===== Record set =====
PR #182, opened 2022-02-24
ugh we need schemas

dandlezzz:
Frustrating! Hard to enforce schema on something like this. Left debug statements in there intentionally so that we can resolve this sort of thing more quickly if it were to happen again.

Proof of market.

image

### DIFF
--- a/crates/indexer/src/accountsdb/programs/metadata.rs
+++ b/crates/indexer/src/accountsdb/programs/metadata.rs
@@ -66,6 +66,7 @@ pub(crate) async fn process(client: &Client, update: AccountUpdate) -> Result<()
         MASTER_EDITION_V1 => process_master_edition_v1(client, update).await,
         MASTER_EDITION_V2 => process_master_edition_v2(client, update).await,
         b => {
+            trace!("Unhandled metadata key byte {:02x}", b);
 
             Ok(())
         },
--- a/crates/indexer/src/accountsdb/programs/metadata.rs
+++ b/crates/indexer/src/accountsdb/programs/metadata.rs
@@ -66,7 +66,6 @@ pub(crate) async fn process(client: &Client, update: AccountUpdate) -> Result<()
         MASTER_EDITION_V1 => process_master_edition_v1(client, update).await,
         MASTER_EDITION_V2 => process_master_edition_v2(client, update).await,
         b => {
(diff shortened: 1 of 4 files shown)


kespinola (approved):

crates/indexer/src/accountsdb/programs/metadata.rs
```diff
@@ -66,7 +66,6 @@ pub(crate) async fn process(client: &Client, update: AccountUpdate) -> Result<()
         MASTER_EDITION_V1 => process_master_edition_v1(client, update).await,
         MASTER_EDITION_V2 => process_master_edition_v2(client, update).await,
         b => {
-            debug!("Unhandled metadata key byte {:02x}", b);
```
ray-kast, line 69: Change this to `trace!` rather than deleting.

crates/indexer/src/accountsdb/programs/metaplex.rs
```diff
@@ -88,7 +88,6 @@ pub(crate) async fn process(client: &Client, update: AccountUpdate) -> Result<()
         MPL_STORE_CONFIG => process_store_config(client, update).await,
         AUCTION_CACHE => process_auction_cache(client, update).await,
         b => {
-            debug!("Unhandled metadata key byte {:02x}", b);
```
ray-kast, line 91: Same here.

crates/indexer/src/http/store_config.rs
```diff
@@ -24,11 +24,23 @@ pub struct Address {
     pub auctionHouse: String,
```
ray-kast, line 24:
```suggestion
    pub auction_house: String,
```

Add `#[serde(rename_all = "camelCase")]` in between line 21 and 22.

crates/indexer/src/http/store_config.rs
```diff
@@ -24,11 +24,23 @@ pub struct Address {
...
 }
 
+#[derive(Serialize, Deserialize, Debug)]
+pub struct Upload {
+    pub url: String,
+    pub name: String,
+    pub r#type: String,
```
ray-kast, line 31:
```suggestion
    #[serde(rename = "type")]
    pub ty: String,
```

ray-kast (changes requested):

ray-kast (approved):

PR #185, opened 2022-02-25
remove breaking toLowerCase on trait_type

dandlezzz:
Hopefully there wasn't a reason behind this. It breaks most filter sets. 

If we did have a reason for this, one route might be to add a to_lowercase to all incoming filters. We'd have to change the query and utilize a LOWER. Both could work. Not sure which is better at the moment. Let's talk.


kespinola:
done here.

https://github.com/holaplex/solana-indexer/pull/186

PR #187, opened 2022-03-01
abdul/version-update

imabdulbasit:
anchor-lang 
mpl-auction-house

### DIFF
--- a/crates/indexer/Cargo.toml
+++ b/crates/indexer/Cargo.toml
@@ -42,14 +42,14 @@ tokio-amqp = "1.0.1"
 
 # Solana & Metaplex
 anchor-lang = "~0.20.1"
-metaplex = "0.0.1"
-metaplex-auction = "0.0.1"
-metaplex-token-metadata = "0.0.1"
-metaplex-token-vault = "0.0.1"
-solana-client = { version = "1.8.3", optional = true }
-solana-program = { version = "1.8.3", optional = true }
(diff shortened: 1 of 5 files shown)


crates/indexer/Cargo.toml
```diff
@@ -41,11 +41,12 @@ tokio = { version = "1.13.0", features = ["rt"] }
 tokio-amqp = "1.0.1"
 
 # Solana & Metaplex
-anchor-lang = "0.19.0"
+anchor-lang = "0.20.0"
 metaplex = "0.0.1"
 metaplex-auction = "0.0.1"
-metaplex-token-metadata = "0.0.1"
+mpl-token-metadata = { version="~1.2.4", features = [ "no-entrypoint" ] }
```
ray-kast, line 47:
```suggestion
mpl-token-metadata = { version="~1.2.4", features = ["no-entrypoint"] }
```

Should we add `no-entrypoint` to the other MPL imports?

ray-kast (changes requested):

crates/indexer/Cargo.toml
imabdulbasit: we should, metaplex uses it

ray-kast: @imabdulbasit do you wanna go ahead and fold that into this PR? seems like a good time to do it

ray-kast (approved):

PR #701, opened 2022-08-29
Fetch created collections with wallet query

alchemistgo87:
### Goal
Query created collections by a wallet. A created collection is one in which the wallet is the update authority on the collection nft.

### Changes
- collection query for finding created collections based on the update authority
- Switch the collection field on CreatedCollection and CollectedCollection to use nft data loader.


crates/core/src/db/queries/wallet.rs
```diff
@@ -114,3 +114,34 @@ pub fn collected_collections(
...
+    metadata_collection_keys.collection_address as collection,
+	COUNT(metadatas.address) as nfts_created
+    FROM metadatas
+    INNER JOIN metadata_creators ON (metadata_creators.metadata_address = metadatas.address)
+    INNER JOIN metadata_jsons ON (metadata_jsons.metadata_address = metadatas.address)
+    INNER JOIN metadata_collection_keys ON (metadata_collection_keys.metadata_address = metadatas.address)
+	INNER JOIN collection_stats ON (metadata_collection_keys.collection_address = collection_stats.collection_address)
+    INNER JOIN metadatas collection_metadatas ON (collection_metadatas.mint_address = metadata_collection_keys.collection_address)
+	INNER JOIN metadata_jsons collection_metadata_jsons ON (collection_metadata_jsons.metadata_address = collection_metadatas.address)
+    WHERE metadata_creators.creator_address = $1
```
kespinola, line 129: AND metadata_creators.verified

put verified check as well.

kespinola (changes requested):
Looking more at the requirements all that is needed is the nft count and floor price which is available on collection_stats.

This query should join in metadata_collection_keys and pick the collection nft where the current wallet is the updateAuthority on the collection NFT.

This query should just return Collection model.

Screen Shot 2022-08-29 at 4 44 48 PM

crates/graphql/src/schema/objects/wallet.rs
```diff
@@ -167,6 +167,35 @@ impl CollectedCollection {
...
+#[graphql_object(Context = AppContext)]
+impl CreatedCollection {
+    async fn collection(&self, ctx: &AppContext) -> FieldResult<Option<Collection>> {
+        let conn = ctx.shared.db.get()?;
+
+        queries::collections::get(&conn, &self.collection)?
+            .map(TryInto::try_into)
+            .transpose()
+            .map_err(Into::into)
+    }
```
kespinola, line 196: This is an n+1 this should be a data loader

kespinola (changes requested):
need data loader for the collection there may already be one.

kespinola (approved):

kespinola (approved):
Just looking for feedback on the nested maps I commented on.

PR #704, opened 2022-08-31
ME non-MCC Collections

imabdulbasit:


crates/graphql/src/schema/objects/nft.rs
```diff
@@ -637,27 +648,33 @@ impl Collection {
     #[graphql(
         description = "Total of all sales of all NFTs in the collection over all time, in lamports."
     )]
-    pub async fn volume_total(&self, ctx: &AppContext) -> FieldResult<scalars::U64> {
+    pub async fn volume_total(&self, ctx: &AppContext) -> FieldResult<Option<scalars::U64>> {
```
kespinola, line 651: heads up we are moving to thirty_day_volume and need to handle this as a data loader as it will be returned from a list endpoint.

I was working on that but will hold off.

kespinola (approved):

mpwsh (approved):

PR #710, opened 2022-08-31
update collection_stats functions and triggers

imabdulbasit:


kespinola (changes requested):
This needs to be done in a new migration or it wont apply on db that already have the migration executed.

kespinola (dismissed):
normally need new migration but we have 2 dbs that were updated by hand. Any local dbs will need to be dropped and recreated. 

Anyone booting a fresh db won't have a problem 👍

imabdulbasit:
> normally need new migration but we have 2 dbs that were updated by hand. Any local dbs will need to be dropped and recreated.
> 
> Anyone booting a fresh db won't have a problem +1

or the collection_stats table can truncated and migration can be  run manually

kespinola (approved):

PR #732, opened 2022-09-09
Collection nfts query

alchemistgo87:


crates/core/src/db/queries/metadatas.rs
```diff
@@ -426,6 +429,164 @@ pub fn list(
...
+            Condition::all()
+                .add(Expr::tbl(Listings::Table, Listings::PurchaseId).is_null())
+                .add(Expr::tbl(Listings::Table, Listings::CanceledAt).is_null())
+                .add(
+                    Expr::tbl(Listings::Table, Listings::Expiry)
+                        .is_null()
+                        .or(Expr::tbl(Listings::Table, Listings::Expiry).gt(current_time)),
+                ),
+        )
+        .take();
```
kespinola, line 474: Just need a left join instead of lateral since only 1 marketplace can be selected at a time.

crates/graphql/src/schema/enums.rs
```diff
@@ -17,3 +17,30 @@ impl From<OrderDirection> for db::custom_types::OrderDirection {
...
+        match other {
+            OrderDirection::Desc => Self::Desc,
+            OrderDirection::Asc => Self::Asc,
+        }
+    }
+}
+
+#[derive(Debug, Clone, Copy, juniper::GraphQLEnum)]
+#[graphql(description = "Sorts results by price or listed at")]
+pub enum Sort {
```
kespinola, line 32:
```suggestion
pub enum CollectionNFTSort {
```

crates/core/src/db/queries/metadatas.rs
```diff
@@ -503,79 +509,124 @@ pub fn collection_nfts(conn: &Connection, options: CollectionNftOptions) -> Resu
...
+            ])
+            .columns(vec![
+                (MetadataJsons::Table, MetadataJsons::Description),
+                (MetadataJsons::Table, MetadataJsons::Image),
+                (MetadataJsons::Table, MetadataJsons::AnimationUrl),
+                (MetadataJsons::Table, MetadataJsons::ExternalUrl),
+                (MetadataJsons::Table, MetadataJsons::Category),
+                (MetadataJsons::Table, MetadataJsons::Model),
+            ])
+            .columns(vec![(
```
kespinola, line 533: The columns selected in the me nfts should be the same. They will have metadata, metadata json, and current owners. Its not the collection we are fetching here but the nfts.

crates/core/src/db/queries/metadatas.rs
```diff
@@ -503,79 +509,124 @@ pub fn collection_nfts(conn: &Connection, options: CollectionNftOptions) -> Resu
...
+                    )
+                    .add(Expr::tbl(Listings::Table, Listings::Seller).equals(
+                        CurrentMetadataOwners::Table,
+                        CurrentMetadataOwners::OwnerAddress,
+                    )),
+            )
+            .and_where(Expr::col(Metadatas::BurnedAt).is_null())
+            .limit(limit)
+            .offset(offset)
+            .order_by((Listings::Table, Listings::Price), Order::Asc)
```
kespinola, line 565: The limit and offset will be the same for both queries consider assigning the base query to a variable then adding limit offset. 

Also order_by isn't always price. That will need some logic to add the order by based on the arguments to the function

kespinola (changes requested):
getting there. ty.

crates/core/src/db/queries/metadatas.rs
```diff
@@ -426,6 +445,230 @@ pub fn list(
...
+        order,
+        limit,
+        offset,
+    } = options;
+    let current_time = Utc::now().naive_utc();
+
+    let sort_unwrap = match sort_by.unwrap() {
+        Sort::Price => Listings::Price,
+        Sort::ListedAt => Listings::CreatedAt,
+    };
```
kespinola, line 490: This should be done with map and From trait.

```
let sort = sort_by.map_or(Listings::Price, Into::into)
```

This will map the Sort to Listing column or default to sorting by price.

It does require imp From<Sort> for Listings {}

crates/core/src/db/queries/metadatas.rs
```diff
@@ -426,6 +445,230 @@ pub fn list(
...
+
+    let order_unwrap = order.unwrap();
```
kespinola, line 492:
```suggestion
    let order_by = order.unwrap_or(Order::Desc)
```
Set desc as the default.

kespinola (changes requested):
Adjustments for handling sort and order defaults. Can you also look into resolving the clippy errors please?

kespinola (approved):

PR #747, opened 2022-09-15
Query collections ordered by floor price

alchemistgo87:
To be consumed by the trending collections UI - https://github.com/holaplex/dao-marketplace/issues/97


kespinola:
Closing because we now collection_trends table which tracks 1,7,30 vol, floor, and number of sales. 

We'll have 1 collectionTrends query.

PR #749, opened 2022-09-16
Delete GenoHabitats if exists before upsert

imabdulbasit:


crates/indexer/src/geyser/accounts/geno_habitat_data.rs
```diff
@@ -139,6 +156,23 @@ pub(crate) async fn process(
...
+            let geno_exists = select(exists(
+                geno_habitat_datas::table.filter(
+                    geno_habitat_datas::address
+                        .eq(key.to_string())
+                        .and(geno_habitat_datas::slot.lt(slot)),
+                ),
+            ))
+            .get_result::<bool>(db);
+
+            if let Ok(true) = geno_exists {
```
kespinola, line 168: Is the let necessary here since not using the left side down stream? Just use if.

kespinola (approved):

PR #758, opened 2022-09-19
Added STARTUP example  in env file

Maverick9081:
Added `startup` in env file when `STARTUP` variable is set to `null` in geyser config, so that indexer will connect to the correct rabbitmq queue


Maverick9081:
Stupid way of adding it , closing it

PR #761, opened 2022-09-20
Fix Genopets trigger

imabdulbasit:


imabdulbasit (commented):
already reran this migration on staging

kespinola (approved):

PR #775, opened 2022-09-22
Trending collections query

alchemistgo87:


crates/graphql/src/schema/query_root.rs
```diff
@@ -779,6 +782,41 @@ impl QueryRoot {
...
+            limit: limit.try_into()?,
+            offset: offset.try_into()?,
+        })?;
+
+        collections
+            .into_iter()
+            .map(TryInto::try_into)
+            .collect::<Result<_, _>>()
+            .map_err(Into::into)
+    }
```
kespinola, line 818: This needs to return a new object called CollectionTrend because the UI needs access to all the columns on the table.

CollectionTrend should have a field called collection which is either mcc or non-mcc collection.

crates/core/src/db/custom_types.rs
```diff
@@ -551,3 +551,35 @@ pub enum Sort {
...
+    #[strum(serialize = "_1dSalesCount")]
+    _1dSalesCount,
+
+    /// sort results by 7 days sales count
+    #[strum(serialize = "_7dSalesCount")]
+    _7dSalesCount,
+
+    /// sort results by 30 days sales count
+    #[strum(serialize = "_30dSalesCount")]
+    _30dSalesCount,
```
kespinola, line 584: Drop the _ from the enum but represent in its serializer.

crates/graphql/src/schema/context.rs
```diff
@@ -81,6 +81,7 @@ pub struct AppContext {
     pub nft_attributes_loader: Loader<PublicKey<Nft>, Vec<NftAttribute>>,
     pub nft_by_mint_loader: Loader<PublicKey<TokenMint>, Option<Nft>>,
     pub nft_collection_loader: Loader<PublicKey<Nft>, Option<Collection>>,
+    pub generic_collection_loader: Loader<String, Option<Collection>>,
```
kespinola, line 84:
```suggestion
    pub generic_collection_loader: Loader<CollectionIdentifier, Option<Collection>>,
```

@ray-kast attempted to to `pub CollectionIndentifier(String)` but got a good amount of trait errors from Loader. We are pressing on but a spot that could use a refactor.

PR #796, opened 2022-10-03
Fetch rewardcenter with auctionhouse

alchemistgo87:


crates/graphql/src/schema/context.rs
```diff
@@ -35,7 +35,7 @@ use scalars::{
     PublicKey,
 };
 
-use super::prelude::*;
+use super::{objects::reward_center::RewardCenter, prelude::*};
```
=====
# Goal of the exercise
Write out the records above exactly, from the opening line to the line with "line 21 and 22.", including both, with nothing added.

# Solution for this problem
PR #182, opened 2022-02-24
ugh we need schemas

dandlezzz:
Frustrating! Hard to enforce schema on something like this. Left debug statements in there intentionally so that we can resolve this sort of thing more quickly if it were to happen again.

Proof of market.

image

### DIFF
--- a/crates/indexer/src/accountsdb/programs/metadata.rs
+++ b/crates/indexer/src/accountsdb/programs/metadata.rs
@@ -66,6 +66,7 @@ pub(crate) async fn process(client: &Client, update: AccountUpdate) -> Result<()
         MASTER_EDITION_V1 => process_master_edition_v1(client, update).await,
         MASTER_EDITION_V2 => process_master_edition_v2(client, update).await,
         b => {
+            trace!("Unhandled metadata key byte {:02x}", b);
 
             Ok(())
         },
--- a/crates/indexer/src/accountsdb/programs/metadata.rs
+++ b/crates/indexer/src/accountsdb/programs/metadata.rs
@@ -66,7 +66,6 @@ pub(crate) async fn process(client: &Client, update: AccountUpdate) -> Result<()
         MASTER_EDITION_V1 => process_master_edition_v1(client, update).await,
         MASTER_EDITION_V2 => process_master_edition_v2(client, update).await,
         b => {
(diff shortened: 1 of 4 files shown)


kespinola (approved):

crates/indexer/src/accountsdb/programs/metadata.rs
```diff
@@ -66,7 +66,6 @@ pub(crate) async fn process(client: &Client, update: AccountUpdate) -> Result<()
         MASTER_EDITION_V1 => process_master_edition_v1(client, update).await,
         MASTER_EDITION_V2 => process_master_edition_v2(client, update).await,
         b => {
-            debug!("Unhandled metadata key byte {:02x}", b);
```
ray-kast, line 69: Change this to `trace!` rather than deleting.

crates/indexer/src/accountsdb/programs/metaplex.rs
```diff
@@ -88,7 +88,6 @@ pub(crate) async fn process(client: &Client, update: AccountUpdate) -> Result<()
         MPL_STORE_CONFIG => process_store_config(client, update).await,
         AUCTION_CACHE => process_auction_cache(client, update).await,
         b => {
-            debug!("Unhandled metadata key byte {:02x}", b);
```
ray-kast, line 91: Same here.

crates/indexer/src/http/store_config.rs
```diff
@@ -24,11 +24,23 @@ pub struct Address {
     pub auctionHouse: String,
```
ray-kast, line 24:
```suggestion
    pub auction_house: String,
```

Add `#[serde(rename_all = "camelCase")]` in between line 21 and 22.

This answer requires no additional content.